Don’t Look! It’s Object-Based: Identifying a Distractor Produces Inhibition in an Allocentric Reference Frame for Saccades

Poster Session D - Monday, April 15, 2024, 8:00 – 10:00 am EDT, Sheraton Hall ABC

Coleman E. Olenick¹ (colenick@uoguelph.ca), Heather Jordan¹, Mazyar Fallah¹; ¹University of Guelph

Studies of object-based inhibition show inhibition in additive spatial and object-based frames of reference (e.g. Jordan & Tipper, 1994). Recent studies have shown that during the active perceptual decision-making process, saccade trajectories to a target are shifted towards the distractor. Once the process is completed, and the distractor inhibited, trajectories shift away from the distractor (Kehoe, et al, 2018, 2021; Giuricich, et al, 2023). The magnitudes of the saccade deviations provide a sensitive measure of target-distractor competition, where both objects are encoded in an egocentric reference frame, i.e. object location is represented relative to fixation. Given prior findings showing object-based inhibition mediated by an allocentric reference frame i.e. objects are represented relative to each other in the scene and independent of fixation, we investigated whether the distractor is inhibited relative to the target or fixation in our perceptual decision-making task which uses a purely eye movement response.
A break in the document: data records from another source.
PR #1658, opened 2024-01-22
Build Backend functionality for Zero-persistence

### LINKED ISSUE #1212: Zero-persistence: Build Backend functionality for Zero-persistence
Once users enable zero-persistence from the settings section(#1209), we need to ensure that the data is not persisted (duh!).

**Worker:**
Extend worker to support Zero-persistence:
- https://app.zenhub.com/workspaces/kit-64d36072fcd9fb4aa00a3db9/issues/gh/openfn/kit/562

**Lightning:**
- Admin settings, need to save retention period and one of `n` (3 right now) options for zero-persistence
- In the websocket handler, decide to save or not save `dataclips`.
- When we send a plan to the worker, add an attribute to request that the workers _NOT_ send back `run_results` 
- We are still broadcasting logs as they arrive. (NO CHANGE TO LOGS!)
- "tidy" dataclip _after_ either the dataclip has been 'used':
    - either after 'fetch:dataclip'
    - or after job is finished/orphaned/missing
 - relax dependency on `input_dataclip_id`
    
Still tbd:
- Define what "tidy" means:
    - i.e. we are keeping the dataclip records, but not the body?
    - 

Acceptance criteria:

- [ ] See new attribute in `plan` that instructs worker to send/not-send `run_results`
- [ ] After a `http_request` dataclip is used in a workorder, if I view that dataclip I can see that the `body` of the webhook request is no longer visible. (redacted, tidied, something)
- [ ] After a workorder is executed, if i view the workorders in a proejct where this setting is enabled (via the DB, there's no frontend yet!) there are no `run_results` created for that work order.
- [ ] When running with an old version of the worker which doesn't yet know about "zero persistence" we will receive `run_results` over the wire, but we will NOT persist them.

midigofrank:
## Notes for the reviewer

- [x] assign `retention_policy` to the attempt channel `socket` on join
- [x] Add `include_run_results` flag to the worker plan. This is controlled by `assigns.retention_policy != :erase_all`
- [x] Wipe dataclip on `fetch:dataclip`
- [x] Drop `input_dataclip_id`, `output_dataclip` and `output_dataclip_id` fields from the payload `if assigns.retention_policy != :erase_all`
- [x] Fix regression on the attempt viewer when there's no `input_dataclip`
- [x] Test that if zero-persistence is enabled, the dataclips are not saved
- [x] *REMEMBER* to drop the `retention_policy` field from the migration before merge. This has already been added in #1662 

## Related issue

Fixes #1212

## Review checklist

### DIFF
--- a/lib/lightning/projects.ex
+++ b/lib/lightning/projects.ex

Using a saccadic response delayed match-to-sample task where the target and distractor varied in both allocentric and egocentric distances, only egocentric reference frames contributed to shifts in saccade trajectories towards the distractor during active decision-making. In contrast, when the perceptual decision-making process was complete and the distractor was inhibited, both ego- and allocentric reference frames independently contributed to trajectory shifts away from the distractor. This is consistent with additive spatial and object-based inhibitory mechanisms. Therefore, we suggest that distractor inhibition is maintained in cortical visual rather than oculomotor areas.

Topic Area: PERCEPTION & ACTION: Motor control